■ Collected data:
╔══
PR #2270, opened 2020-02-21
Rename more kickstarts to templates

hbokh:
**Changes**

- Replace more occurrences of `kickstarts` to `templates`.
- Strip trailing whitespaces

Esp. the `kickstarts` mentioned in the `rsync.template` bugged me, hence this PR.

TODO: replace in the `docs/`; change in `config/bash/completion/cobbler`.

### DIFF
--- a/cobbler.spec
+++ b/cobbler.spec
@@ -292,7 +292,7 @@ if [ $1 -ge 2 ]; then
╚══
■ WHAT IS BEING ASKED: Repeat exactly the lines of the records from the one containing "TODO: replace in" to the last, and include no line outside that stretch.

■ TASK RESPONSE:
TODO: replace in the `docs/`; change in `config/bash/completion/cobbler`.

### DIFF
--- a/cobbler.spec
+++ b/cobbler.spec
@@ -292,7 +292,7 @@ if [ $1 -ge 2 ]; then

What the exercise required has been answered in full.